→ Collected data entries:
+--

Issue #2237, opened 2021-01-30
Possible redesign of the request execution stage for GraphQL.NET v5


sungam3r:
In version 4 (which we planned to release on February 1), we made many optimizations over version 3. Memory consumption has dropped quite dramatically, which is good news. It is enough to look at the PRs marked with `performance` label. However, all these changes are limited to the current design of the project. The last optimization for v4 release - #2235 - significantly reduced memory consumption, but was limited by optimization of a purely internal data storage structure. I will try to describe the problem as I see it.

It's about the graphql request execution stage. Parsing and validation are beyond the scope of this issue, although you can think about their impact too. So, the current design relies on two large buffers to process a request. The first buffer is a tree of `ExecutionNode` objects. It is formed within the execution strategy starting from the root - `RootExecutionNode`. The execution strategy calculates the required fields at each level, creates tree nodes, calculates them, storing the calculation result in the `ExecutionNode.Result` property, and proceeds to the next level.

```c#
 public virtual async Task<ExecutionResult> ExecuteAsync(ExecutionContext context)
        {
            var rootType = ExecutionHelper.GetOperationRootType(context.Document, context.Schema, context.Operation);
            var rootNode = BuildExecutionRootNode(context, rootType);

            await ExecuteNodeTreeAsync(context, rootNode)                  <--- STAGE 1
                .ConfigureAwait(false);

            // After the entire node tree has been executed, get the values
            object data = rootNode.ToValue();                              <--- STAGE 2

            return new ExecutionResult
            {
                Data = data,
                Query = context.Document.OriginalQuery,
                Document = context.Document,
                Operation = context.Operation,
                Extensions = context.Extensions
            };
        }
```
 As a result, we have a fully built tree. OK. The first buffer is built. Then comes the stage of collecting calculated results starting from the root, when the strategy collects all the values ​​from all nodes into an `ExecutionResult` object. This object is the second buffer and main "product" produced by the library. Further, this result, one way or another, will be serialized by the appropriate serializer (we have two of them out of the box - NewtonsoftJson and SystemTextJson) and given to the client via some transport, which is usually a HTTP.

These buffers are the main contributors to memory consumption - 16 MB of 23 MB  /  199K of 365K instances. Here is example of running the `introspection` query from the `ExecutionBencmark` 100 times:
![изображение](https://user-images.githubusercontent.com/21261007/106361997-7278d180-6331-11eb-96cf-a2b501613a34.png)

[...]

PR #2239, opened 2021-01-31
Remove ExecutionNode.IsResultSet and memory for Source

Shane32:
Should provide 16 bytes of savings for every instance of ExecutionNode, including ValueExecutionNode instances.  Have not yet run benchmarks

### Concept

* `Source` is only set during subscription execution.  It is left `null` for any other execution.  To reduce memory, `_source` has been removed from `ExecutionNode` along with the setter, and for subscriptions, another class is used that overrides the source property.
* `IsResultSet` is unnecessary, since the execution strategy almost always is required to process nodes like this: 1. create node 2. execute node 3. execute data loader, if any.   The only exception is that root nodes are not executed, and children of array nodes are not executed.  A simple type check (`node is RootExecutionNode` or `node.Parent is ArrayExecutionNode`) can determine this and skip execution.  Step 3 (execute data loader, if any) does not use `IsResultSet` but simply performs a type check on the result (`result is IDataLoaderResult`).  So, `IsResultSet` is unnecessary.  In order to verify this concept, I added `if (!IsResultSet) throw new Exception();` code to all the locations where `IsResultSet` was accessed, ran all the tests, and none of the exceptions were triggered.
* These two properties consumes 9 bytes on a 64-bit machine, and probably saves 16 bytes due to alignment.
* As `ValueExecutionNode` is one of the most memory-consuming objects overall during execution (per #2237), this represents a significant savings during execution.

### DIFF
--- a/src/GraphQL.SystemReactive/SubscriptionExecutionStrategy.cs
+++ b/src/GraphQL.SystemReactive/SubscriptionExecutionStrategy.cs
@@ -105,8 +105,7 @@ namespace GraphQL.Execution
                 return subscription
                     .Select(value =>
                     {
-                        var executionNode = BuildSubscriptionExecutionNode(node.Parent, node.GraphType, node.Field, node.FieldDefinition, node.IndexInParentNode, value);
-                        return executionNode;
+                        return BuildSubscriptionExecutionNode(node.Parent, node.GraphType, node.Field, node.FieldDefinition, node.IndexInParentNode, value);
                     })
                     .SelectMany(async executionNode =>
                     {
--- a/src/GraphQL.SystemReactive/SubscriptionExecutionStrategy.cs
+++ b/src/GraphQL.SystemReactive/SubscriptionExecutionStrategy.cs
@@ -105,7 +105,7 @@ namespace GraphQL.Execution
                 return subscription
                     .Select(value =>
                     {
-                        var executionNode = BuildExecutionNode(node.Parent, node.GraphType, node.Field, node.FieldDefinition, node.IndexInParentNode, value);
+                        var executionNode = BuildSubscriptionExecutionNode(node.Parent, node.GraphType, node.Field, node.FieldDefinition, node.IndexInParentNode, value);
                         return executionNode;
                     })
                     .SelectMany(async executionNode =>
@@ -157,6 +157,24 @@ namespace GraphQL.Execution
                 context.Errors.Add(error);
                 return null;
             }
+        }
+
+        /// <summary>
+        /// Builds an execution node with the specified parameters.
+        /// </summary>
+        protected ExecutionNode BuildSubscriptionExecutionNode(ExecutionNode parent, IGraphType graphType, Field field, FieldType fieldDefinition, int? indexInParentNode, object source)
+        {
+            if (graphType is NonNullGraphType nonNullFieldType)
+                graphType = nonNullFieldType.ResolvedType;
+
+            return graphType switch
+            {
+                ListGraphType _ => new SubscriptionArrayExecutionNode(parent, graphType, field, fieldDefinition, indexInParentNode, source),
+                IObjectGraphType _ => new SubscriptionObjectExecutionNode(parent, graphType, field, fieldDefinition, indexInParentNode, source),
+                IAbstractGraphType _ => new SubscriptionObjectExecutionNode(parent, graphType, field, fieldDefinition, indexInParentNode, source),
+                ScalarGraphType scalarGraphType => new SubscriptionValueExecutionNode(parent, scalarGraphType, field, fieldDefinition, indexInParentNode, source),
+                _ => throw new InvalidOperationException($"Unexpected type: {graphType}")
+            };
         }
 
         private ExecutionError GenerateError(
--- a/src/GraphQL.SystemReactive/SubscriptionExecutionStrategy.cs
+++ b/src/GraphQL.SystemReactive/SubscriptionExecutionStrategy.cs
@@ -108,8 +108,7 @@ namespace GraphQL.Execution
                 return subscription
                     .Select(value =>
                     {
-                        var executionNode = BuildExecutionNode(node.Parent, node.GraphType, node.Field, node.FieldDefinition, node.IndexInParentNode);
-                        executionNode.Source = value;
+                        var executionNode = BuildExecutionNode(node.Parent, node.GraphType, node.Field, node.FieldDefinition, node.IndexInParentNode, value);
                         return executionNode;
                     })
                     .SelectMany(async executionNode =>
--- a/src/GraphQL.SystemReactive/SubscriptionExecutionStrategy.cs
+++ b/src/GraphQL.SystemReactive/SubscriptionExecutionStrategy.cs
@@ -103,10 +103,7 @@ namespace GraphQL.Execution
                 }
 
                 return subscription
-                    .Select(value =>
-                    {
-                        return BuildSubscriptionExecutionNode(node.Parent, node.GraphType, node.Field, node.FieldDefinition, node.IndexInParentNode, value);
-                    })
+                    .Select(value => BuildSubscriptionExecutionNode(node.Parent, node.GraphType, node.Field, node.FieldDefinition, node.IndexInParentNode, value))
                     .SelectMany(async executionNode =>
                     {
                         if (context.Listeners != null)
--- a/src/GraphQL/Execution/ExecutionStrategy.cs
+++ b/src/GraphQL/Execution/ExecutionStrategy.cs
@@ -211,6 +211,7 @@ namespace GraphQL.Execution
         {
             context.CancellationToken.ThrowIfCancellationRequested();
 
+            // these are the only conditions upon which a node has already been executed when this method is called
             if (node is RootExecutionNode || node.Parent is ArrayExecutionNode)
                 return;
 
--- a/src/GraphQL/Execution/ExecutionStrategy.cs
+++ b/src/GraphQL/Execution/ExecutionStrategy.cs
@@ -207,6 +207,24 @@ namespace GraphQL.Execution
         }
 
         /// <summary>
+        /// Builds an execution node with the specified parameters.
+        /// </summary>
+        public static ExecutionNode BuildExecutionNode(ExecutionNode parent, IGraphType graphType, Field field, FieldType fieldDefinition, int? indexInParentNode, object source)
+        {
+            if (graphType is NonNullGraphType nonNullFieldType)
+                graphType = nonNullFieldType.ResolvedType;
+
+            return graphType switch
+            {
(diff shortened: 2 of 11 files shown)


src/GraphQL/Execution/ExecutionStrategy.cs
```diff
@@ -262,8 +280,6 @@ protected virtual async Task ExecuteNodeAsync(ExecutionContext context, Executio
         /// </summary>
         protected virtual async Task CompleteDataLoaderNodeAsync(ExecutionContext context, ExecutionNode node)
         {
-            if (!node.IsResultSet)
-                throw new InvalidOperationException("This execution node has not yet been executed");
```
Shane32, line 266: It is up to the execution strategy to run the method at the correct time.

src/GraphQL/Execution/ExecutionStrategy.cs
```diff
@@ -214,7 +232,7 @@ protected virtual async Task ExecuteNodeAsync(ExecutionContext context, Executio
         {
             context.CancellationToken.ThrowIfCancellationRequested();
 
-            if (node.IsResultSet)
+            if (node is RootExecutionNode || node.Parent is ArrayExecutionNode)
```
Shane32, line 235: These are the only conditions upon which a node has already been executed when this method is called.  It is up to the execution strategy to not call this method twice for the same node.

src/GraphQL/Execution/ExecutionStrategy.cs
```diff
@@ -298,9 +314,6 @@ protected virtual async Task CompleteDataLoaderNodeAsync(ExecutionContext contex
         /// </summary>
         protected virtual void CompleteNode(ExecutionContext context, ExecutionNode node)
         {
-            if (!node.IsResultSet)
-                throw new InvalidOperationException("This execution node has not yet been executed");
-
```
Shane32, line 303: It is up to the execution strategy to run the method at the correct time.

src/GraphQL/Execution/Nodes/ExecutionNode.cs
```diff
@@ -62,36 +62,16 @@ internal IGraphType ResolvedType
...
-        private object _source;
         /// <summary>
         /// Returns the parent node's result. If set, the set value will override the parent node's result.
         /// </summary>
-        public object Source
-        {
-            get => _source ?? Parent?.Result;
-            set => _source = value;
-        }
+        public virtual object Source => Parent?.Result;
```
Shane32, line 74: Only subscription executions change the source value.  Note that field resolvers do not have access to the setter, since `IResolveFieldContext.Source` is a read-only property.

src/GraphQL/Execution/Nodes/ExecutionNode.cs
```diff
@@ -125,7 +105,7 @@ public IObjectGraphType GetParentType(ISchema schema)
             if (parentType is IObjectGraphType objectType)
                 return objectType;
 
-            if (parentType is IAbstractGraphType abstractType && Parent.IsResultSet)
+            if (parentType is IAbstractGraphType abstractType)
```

+--

→ REQUIRED ACTION: How many lines in the entries contain the string "savings"? Answer with the number only.

→ ANSWER BOX: 2